---- EXCERPTED DATA
PR #1460, opened 2016-09-14
add xml-attribute-encode function

jbclements:
Per discussion with @jeapostrophe , adds `xml-attribute` encode function (and test, and docs)


jeapostrophe:
Docs?

jbclements:
Oh ... yep, wrote docs, didn't include them. Hang on.

jbclements:
okay, docs added. Thanks for catching that!

jeapostrophe:
Thanks for catching this!

PR #1464, opened 2016-09-18
add file/glob

bennn:
API for Unix-style globs on path-strings.

### DIFF
--- a/pkgs/racket-doc/file/scribblings/glob.scrbl
+++ b/pkgs/racket-doc/file/scribblings/glob.scrbl
@@ -1,0 +1,125 @@
+#lang scribble/doc
+@require["common.rkt"
+         scribble/examples
+         (for-label racket/sequence)]
+
+@title[#:tag "glob"]{Globbing}
+
+@defmodule[file/glob]{The @racketmodname[file/glob] library implements
+@hyperlink["https://en.wikipedia.org/wiki/Glob_(programming)"]{globbing}
+for @racket[path-string?] values. A @emph{glob} is a path string that matches
+a set of path strings using the following @emph{wildcards}:
+@itemlist[
+@item{
+  A sextile (@tt{*}) matches any sequence of characters in a file or directory
+  name.
+}
+@item{
+  Two sextiles (@tt{**}) match any sequence of characters and any number of
+  path separators.
+}
+@item{
+  A question mark (@tt{?}) matches any single character in a file or directory
+  name.
+}
+@item{
+  Square bracket-delimited character groups, e.g. @tt{[abc]}, match any
+  character within the group. The square brackets have the same meaning in globs
+  as in regular expressions, see
+  @secref["regexp-syntax" #:doc '(lib "scribblings/reference/reference.scrbl")].
+}
+@item{
+  If the glob ends with a path separator (@tt{/} on any @racket[(system-type)],
+  additionally @tt{\} on @racket['windows])
+  then it only matches directories.
+}
+]
+
+By default, wildcards will not match files or directories whose name begins
+with a period (aka "dotfiles").  To override, set the parameter
+@racket[glob-capture-dotfiles?] to a non-@racket[#f] value or supply a similar
+value using the @racket[#:capture-dotfiles?] keyword.
+}
+
+@defthing[glob/c (or/c path-string? (sequence/c path-string?))]{
+A @tech[#:doc '(lib "scribblings/reference/reference.scrbl")]{flat contract}
+that accepts a glob or a sequence of globs.
+}
+
+All @racketmodname[file/glob] functions accept @racket[glob/c] values.
+These functions also recognize braces (@tt|{{}}|) as a @emph{meta-wildcard} for
+describing multiple globs.
+@margin-note{Braces are interpreted @emph{before} any other wildcards.}
+
+@itemlist[
+@item{
+Brace-delimited, comma-separated character groups, e.g. @tt|{{foo,bar}}|,
+expand to multiple globs before the @racketmodname[file/glob] module begins
+matching. For example, the @racket[glob/c] value @racket|{{foo,bar}.rkt}|
+has the same meaning as @racket['("foo.rkt" "bar.rkt")].
+}
+]
+
+@defproc[(glob [pattern glob/c] [#:capture-dotfiles? capture-dotfiles? boolean? (glob-capture-dotfiles?)]) (listof path-string?)]{
+  Builds a list of all paths on the current filesystem that match any glob
+  in @racket[pattern]. The order of paths in the result is unspecified.
+
+  If @racket[pattern] contains the wildcard @tt{**}, then @racket[glob]
+  recursively searches the filesystem to find matches.
+  For example, the glob @racket{/**.rkt} will search the @emph{entire filesystem}
+  for files or directories with a @racket{.rkt} suffix (aka, Racket files).
+
+Examples:
+@codeblock{
+> (glob "*.rkt")
+;; Lists all Racket files in current directory
+
+> (glob "*/*.rkt")
+;; Lists all Racket files in all sub-directories of the current directory.
+;; (Does not search sub-sub-directories, etc.)
+
+> (glob (build-path (find-system-path 'home-dir) "**" "*.rkt"))
+;; Recursively searches home directory for Racket files, lists all matches.
+
+> (glob "??.rkt")
+;; Lists all Racket files in current directory with 2-character names.
+
+> (glob "[a-z0-9].rkt")
+;; Lists all Racket files in current directory with single-character,
+;; alphanumeric names.
+
+> (glob '("foo-bar.rkt" "foo-baz.rkt" "qux-bar.rkt" "qux-baz.rkt"))
+;; Filters the list to contain only files or directories that exist.
+
+> (glob "{foo,qux}-{bar,baz}.rkt")
+;; Same as above, returns at most 4 files.
+}
+}
+
+@defproc[(in-glob [pattern glob/c] [#:capture-dotfiles? capture-dotfiles? boolean? (glob-capture-dotfiles?)]) (sequence/c path-string?)]{
+  Returns a stream of all paths matching the glob @racket[pattern],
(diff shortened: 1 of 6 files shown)


pkgs/racket-doc/file/scribblings/glob.scrbl
```diff
@@ -0,0 +1,53 @@
...
+  @racket{*} matches any sequence of characters.
+}
+@item{
+  @racket{?} matches any single character.
+}
+@item{
+  Square bracket-delimited character groups, e.g. @racket{[abc]}, match any character
+  within the group. The square brackets have the same meaning in globs as in
+  regular expressions, see @secref["regexp-syntax" #:doc '(lib "scribblings/reference/reference.scrbl")].
+}
```
jeapostrophe: You should also add {a,b}-{c,d}.rkt as a way to write a-c.rkt a-d.rkt b-c.rkt b-d.rkt

jeapostrophe:
This is great!

elibarzilay:
1. "implements Unix-style wildcards" -- globs are mostly independent of unix.  Maybe just the dot-prefix thing...  (Also at the top of the code.)

2. The documentation uses a bunch of `@racket`s that look wrong and should probably be `tt` or similar.

3. It would also be *very* useful to have `**` (which can match path separators too).

4. But note about {}s: they are *not* a globbing tool.  In shells they get expanded before the globbing stage.

5. Using globs in path strings to represent globs sounds dangerous to me.  I'm guessing that you don't want "?:\\" on windows to expand to all drives or do local network searches for "\\\\*\\stuff".

6. I really dislike the global `*glob-capture-dotfiles?*` parameter -- it would be much nicer if it were a property of the glob itself.

7. I'm not sure that `in-glob` is the only useful thing -- stuff like `glob->list` etc could still be useful.

8. But in any case, it's often useful to specify several patterns so they get `or`ed (roughly) -- so it would be useful for `in-glob` to get multiple inputs to do that.  Then it might make sense to add braces as a shorthand for multiple strings, similar to what shells do.

9. Either the implementation or the description of `glob-match?` seems problematic: it looks like `(glob-match "foo" "foo")` will only be true if there is a file/directory named "foo" in the current directory.

10. It's not clear to me whether something like "*/*/*" would work -- I hope it does, but then the docs should say that.

11. In case it helps -- I used to have some old globbing code for meta-stuff which was working pretty well but it probably died with the move from svn to git.  I put it at http://tmp.barzilay.org/tree.ss (there are also some tests for it if you're interested).  The main thing there is a function that turns a glob to a regexp (and from that to a predicate), and the test cases try a bunch of edge cases.

12. The code has a mistaken comment saying "? makes the previous character/pattern optional,"

pkgs/racket-doc/file/scribblings/glob.scrbl
bennn: I don't get it -- can you explain more what the `{}` should do? (Right now `"[ab]-[cd].rkt"` matches the same 4 files.)

bennn:
(Found the tests at http://svn.plt-scheme.org/plt/trunk/ )

pkgs/racket-doc/file/scribblings/glob.scrbl
jeapostrophe: braces work on whole strings

{foo,bar}-{zog,zag}.rkt

is

foo-zog.rkt foo-zag.rkt bar-zog.rkt bar-zag.rkt

Your shell does this :)

gus-massa:
> I really dislike the global `*glob-capture-dotfiles?*` parameter -- it would be much nicer if it were a property of the glob itself.

What about replacing it with a keyword arguent for `glob` / `in-glob` / `glob-match?` ?

Also, I think that any of the current parameters in racket have the `*___*` in their names.

bennn:
The latest commit implements `**` and `{foo,bar,{baz,qux}}` etc. & addresses most of @elibarzilay 's comments (thanks again Eli & Jay & Gustavo).

Things that we might still want to change:
- I added keyword arguments, but kept the parameter (as the keywords' default, also without the `**`)
- globs are still path strings -- because I think it's a convenient interface & couldn't think of a "less dangerous" option.
- I don't understand point `7` about `glob->list`. I think `glob` is doing what `glob->list` would do.

Docs here: http://www.ccs.neu.edu/home/types/racket-doc/file/glob.html

jeapostrophe:
I say merge!

bennn:
2 technical issues:
- Is it possible to use `rackunit` in the `file` collection or in `racket-test/tests/file` ? The CI failed when I tried `(require rackunit)`.
- [L40](https://github.com/racket/racket/pull/1464/files#diff-751266cc6e8f06cdc77958951f21cd0eR40) in the doc has a broken cross reference to "flat contract", but I don't know how to fix it.

stamourv:
You should be able to use `rackunit` from `racket-test/tests/file`, but not from inside the `file` collection proper.
To fix the cross-reference, use the top-level of the reference as the `doc`, instead of the specific section on contracts.

elibarzilay:
I'll enumerate, as usual...

1. Re my earlier point 7: it looked to me like the only interface you provide is `in-glob`, but I can think of at least two additional useful things: a `glob->list` that returns the list (instead of going through an extra step to get it, in the many cases where a list is fitting); maybe some `glob->pred` that returns a predicate (or, if you're doing a similar hack to what I did: some `glob->regexp`).

2. I see now that I fell into the GH markdown trap -- in point 10 the thing that was unclear to me was whether things like `*/*/*` work: I'm sure that most people expect it to work, but there are cases where you can only have a `*` in the last element, so it would be good to mention that.

3. Re the `foo{x,y}bar` thing: this is a good thing in general, but note that there could be two ways to interpret it.  The more obvious one (IMO) is "paths whose name matches `foo` followed by `x` or `y` followed by `bar`".  But what shells do is subtly different: they do the brace expansion *before* expanding globs.  For example, in a new directory do a `touch fooxbar` and then try `echo foo{x,y}bar*` -- it behaves differently in bash and in zsh, and in each one can behave differently based on some shell configuration.  IMO, the former interpretation is more reasonable when you deal with file globs (shells have a problem where they can't tell what's intended to be a glob and what not), and therefore at some point I had used a `foo(x|y)bar` syntax instead.

   In any case, I'm not criticizing what you did (I didn't even try it, so I really don't know) -- but it's something that should be mentioned explicitly in the docs either way.  From a brief readin, it looks to me like you're doing the shell thing, but because you just use it to match, you get the good behavior, and in that case describing it as first doing the `{}` thing might be misleading.


4. I see this in the docs:

   > If the glob ends with a path separator (`/` on `'unix` or `'macosx` systems, `\` on `'windows` then it only matches directories.

   This looks wrong because the convention is that `/` can also be used on Windows to separate directories, so I think that a suffix of `/` should mean the same across all platforms, and `\` works also if you're on windows.  This is especially true since you're keeping the paths-or-strings thing, which means that I would expect a path of `foo/` to match a `foo` directory when it's used as a glob on windows too.

5. Finally, having both a keyword and a parameter means that either it's complictaed (as in having the parameter have three values: include dots, don't include them, and unset; the first two overriding a keyword, and the last being the default), or it's simple and then the parameter can mess up otherwise-fine code.  IMO the complexity is not worth it, and the simple case is too fragile.

bennn:
Thanks,

1. [`(glob ....)`](https://github.com/racket/racket/pull/1464/files#diff-751266cc6e8f06cdc77958951f21cd0eR61) builds the list of matching files. `(λ (x) (glob-match? g x))` [(doc)](https://github.com/racket/racket/pull/1464/files#diff-751266cc6e8f06cdc77958951f21cd0eR109) does what `(glob->pred g)` would do. There is a `glob->regexp` in the implementation, but I would rather just export `glob-match?` because `glob-match?`'s implementation is a little smarter than just calling `regexp-match?` on the whole pattern.

2. `*` and `**` can be anywhere in the pattern, there's 2 examples in the docs for this: [L75](https://github.com/racket/racket/pull/1464/files#diff-751266cc6e8f06cdc77958951f21cd0eR75) [L79](https://github.com/racket/racket/pull/1464/files#diff-751266cc6e8f06cdc77958951f21cd0eR80)

3. Brace expansion happens before any globs are expanded -- so `(glob "{foo,bar}*")` gives the same result as `(glob '("foo*" "bar*"))`. I tried to explain this in the docs with an [example](https://github.com/racket/racket/pull/1464/files#diff-751266cc6e8f06cdc77958951f21cd0eR92) and calling braces a [meta-wildcard](https://github.com/racket/racket/pull/1464/files#diff-751266cc6e8f06cdc77958951f21cd0eR50), but I'll add another line to make it clear.

4. Fixed, thanks

5. The parameter has 2 values, `#f` and anything else, and changes the default value of the keyword argument `#:capture-dotfiles?`. The use-case I have in mind is that someone writes a script with a few calls to glob functions, then realizes they wanted to match dotfiles. They can just set the parameter instead of modifying the call sites. (And if you do specify `#:capture-dotfiles?`, that call ignores the parameter.) Can you explain how it might be fragile?

About `{a,b}` vs. `{a|b}`, I think we should stick to `,` because it'll be familiar to (some) shell, [perl](http://perldoc.perl.org/functions/glob.html), and [php](http://php.net/manual/en/function.glob.php) programmers. But I do like the `|` --- anyone else have thoughts about switching?

elibarzilay:
1. Sounds good.

2. -"-

3. Given that the overall effect is to leave only strings that match paths, I'm saying that you could downplay the two stages.

4. -"-

5. Oh, I missed that the parameter sets the default value for the keyword.  That sounds perfectly fine then.

6. Yeah, I gave my `(|)` choice as an example, I don't really have an opinion on it, and preferring `{,}` has valid reasons...

bennn:
Just squashed the commits. Let's merge in T-minus 2 days?

stamourv:
T-minus 2 days?
I'd recommend merging now; branch day is tomorrow.

bennn:
👍  97c65102b3ca4aaacf0674fe691e3c0783224bc0

Danl2620:
(I filed this issue for some specifics: https://github.com/racket/racket/issues/4000)

PR #1466, opened 2016-09-20
raco pkg new: include v6.5 and v6.6 and v6.7 in .travis.yml

jsmaniac:
Also, by default, `- raco setup --check-pkg-deps --pkgs <<name>>` is in the `after_success` section, which means that it can fail and the build will still pass. Should I move it up into the `script` section, so that dependency errors fail the build by default on new packages?


jsmaniac:
I just updated this to make Travis build new packages on v6.7 by default. Ping @stamourv : should this be included in the release branch?

stamourv:
Hmm, that's an interesting one.
Yes, it would be nice to have this in the release. But, until the release actually happens, this change "breaks" raco pkg new, in that it will ask Travis to look for a version that doesn't exist (yet).
I guess I could merge it to the release branch, but only merge it to master after 6.7 is released?

In any case, any additions to the release at this point need consensus from the release managers. I'll bring it up.

jsmaniac:
@stamourv yes, it breaks the Travis build for packages created via `raco pkg new` until 6.7 is out. I thought 6.7 would be out soon enough that it wouldn't really matter (plus the Travis error is easy enough to spot), but your idea of merging on `release` first then on `master` when 6.7 is out sounds way better :) .

stamourv:
@jsmaniac: After consultation with release management, we'll go with merging to release, then merging to master once the release is out.

In general, though, hard-coding release numbers like that is a terrible idea (not blaming you).
A better solution would be to have `raco pkg new` write down the version it's using itself (if it's a release version), maybe defaulting to the latest (there's code for latest version checking somewhere) if it's not. Want to give it a shot?

jsmaniac:
@stamourv I'll think about it. I suppose something along these lines would work:

```
(require version/utils)
(string-join
 (for*/list ([major (in-range 6 (add1 (car (version->list (version)))))]
             [minor (in-range 0 (add1 (cadr (version->list (version)))))])
   (format "- RACKET_VERSION=~a.~a" major minor))
 "\n")
```

It will definitely require some testing (I'm not sure if `(version)` always returns `major.minor.x.y`, for starters), so I'll put that on my todo-list for later.

stamourv:
That general approach should work. A couple comments.
* Do we want to list all these versions? That doesn't seem to be a great use of Travis, no?
* This won't catch releases like 6.1.1, which was a regular (i.e., not a quick bug fix) release, AFAIR. We've basically moved to just using major.minor, but I expect that bug fix releases may still end up using the 3rd number. And we'd definitely want to test those.

jsmaniac:
Yeah, I thought the `6.1.1` and future bug-fix releases would still need to be hard-coded. I don't really see how this could be done otherwise: if there is a 6.7.1 and a 6.7.2 release, and we move on to 6.8, the 6.8 release does not contain any reference to the 6.7.1 and 6.7.2 releases.

In the end, the candidate versions are those present on http://mirror.racket-lang.org/installers/, but I don't really like the idea of fetching this within `raco pkg new` (I'd expect that command to work in the same way, regardless of the network connectivity).

As for whether to include all the versions by default, or a specific set + the latest / the last 3 / …, I'd rather leave the decision to people who are more knowledgeable about the specificities of each relase (i.e. I probably should ask on the dev mailing list).

stamourv:
Personally, I'd be fine with just having `raco`'s own version (or latest, if it's not a release) in the list.
`raco pkg new` is not the be-all end-all of good testing practices. It's there to give you a starting point, and show you what you can do. Having a Travis config at all is enough for.

stamourv:
Merged into master. Should I leave this PR open for when you add the improvements we discussed?

jsmaniac:
@stamourv I'm closing this PR, and I opened a separate issue to choose which versions to include, as it's not quite clear for me what is the best automatic strategy.

PR #1467, opened 2016-09-21
optimizer: char?, small-char? and more reductions like (equal? x y) => (eq? x y)

gus-massa:
The first part consist in some new type annotation for the optimizer, in particular a new primitive `small-char?` that recognize chars with a `value < 256`. This is useful for the second part that has some extension for reductions like `(equal? x y) => (eq? x y)`. The idea is to classify the relevant predicates, and use that classification to enable more optimizations.

**All strict-true? branch + fix (ignore)**
These commits use some of the new code from https://github.com/racket/racket/pull/1457, so I copied a squashed version here.

**add symbol? and keyword? to relevant predicates** 
Nothing surprising here. Also, includes tweaks to the types infered for the arguments of other functions like `box` and `unbox`.  

**add char? and small-char? to relevant predicates**
A new primitive `small-char?` that recognize chars with a `value < 256`, because if they are `equal?` then they are `eq?`. The other "bigger" chars are only `eqv?` when `equal?`.

**Use compiled startup again (squash)**
I’ll squash this before merging.

**extend the reductions like (equal? x y) => (eq? x y)**
Classify the relevant predicates in 4 categories. In particular, if `<expr>` satisfy `pred?` we can use this classification to enable the correct reduction:

```
(equal? <expr> y) ==> [no reduction, unless y has a different type]
(equal? <expr> y) ==> (eqv? <expr> y)
(equal? <expr> y) ==> (eq? <expr> y)
(equal? <expr> y) ==> (begin <expr> (pred? y))
```


mflatt:
These changes are good as far as I can tell.

Maybe `latin-1-char?` instead of `small-char?`? Or `interned-char?`, which more directly expresses the relevant property, but grates slightly with `symbol-interned?` (which only works on symbols).

gus-massa:
I like `interned-char?`, specially because perhaps some day more chars will be interned. (I don't have any unicode block in mind now, but it doesn't seam to be an impossible idea.) 

But I agree that it sounds too similar to `symbol-interned?`. I'll wait a few days, and if no one propose a better name I'll merge this with `interned-char?`.

mflatt:
Ok!

gus-massa:
I found two small bugs in the jit code, but they are easy to fix.

In particular 

    (define (s-c? x) (small-char? x))
    
    (s-c? #\a)        ;==> #f   (jit)
    (small-char? #\a) ;==> #t   (no-jit)

They are not discovered by the tests because most of the tests run the not jitted code. Is it posible to force all the code to be jitted? (This is more a feature request than a real question.)

I tried to rebase all of this, but I'm geting segfault when I reenable cstartup.inc with the 1154 expected primitives . I'll try to fix whatever is broken and if in a few days I still have problems I'll ask for help.

rfindler:
Could you use this macro to jit things?

  (define-syntax-rule (jit-it e) ((lambda () e)))

Robby

gus-massa:
I’ll merge this in a minute.

The error was very silly. I was adding a new primitive `interned-char?`, but at the same time I was removing a duplicated version of `char-title-case?`, so the total count of primitives wasn’t changing. I forgot about `char-title-case?` and while rebasing I was trying to increase the total count of primitives, so I got an error.

I finally left the `syntax?` primitive classified  as `RLV_IS_RELEVANT` instead of `RLV_EQ_TESTEABLE`. This classification is a little overcautious an it disables the reduction `(equal? stx-x y) => (eq? stx-x y)`, where `stx-x` is a `syntax?`.  I think that it would be correct to enable this reduction, but `syntax?` is a very complex type and it’s a little weird that it doesn’t have some kind of custom criteria for `equal?`.

PR #1469, opened 2016-09-24
raco: show all the matching commands for an ambiguous prefix

gus-massa:
When a an ambiguous command is used in _raco_, it's difficult to guess how many additional letter to add to break the ambiguity. So the idea is to show all the matching commands. For example:

```
>raco p
raco.exe: Ambiguous command prefix: p
Usage: raco <command> <option> ... <arg> ...
Matching commands:
  pkg            manage packages
  pack           pack files/collections into a .plt archive
Frequently used commands:
  make           compile source to bytecode
  setup          install and build libraries and documentation
  pkg            manage packages
  exe            create executable
  test           run tests associated with files/directories
A command can be specified by an unambiguous prefix.
See `raco help' for a complete list of commands.
See `raco help <command>' for help on a command.
```

To add this, I had to refactor a lot of code, so the changes appear to be bigger than the real changes.

(Moreover, perhaps I should have splitted the `let*` at the bottom in a bunch of `defines`.)

### DIFF
--- a/racket/collects/raco/raco.rkt
+++ b/racket/collects/raco/raco.rkt
@@ -1,27 +1,38 @@
 #lang racket/base
 (require "command-name.rkt"
-         "all-tools.rkt")
+         "all-tools.rkt"
+         racket/string)
 
 (module test racket/base)
 
-(define (find-by-prefix hash str)
-  (let ([trie (make-hash)])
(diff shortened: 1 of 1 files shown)


mflatt:
Merged after adding a repair for `raco` without arguments. Thanks!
--------
__THE PROBLEM__
When a line of the entries contains the word "versions", it counts toward the total; reply with that total alone.

__WRITTEN RESPONSE__
4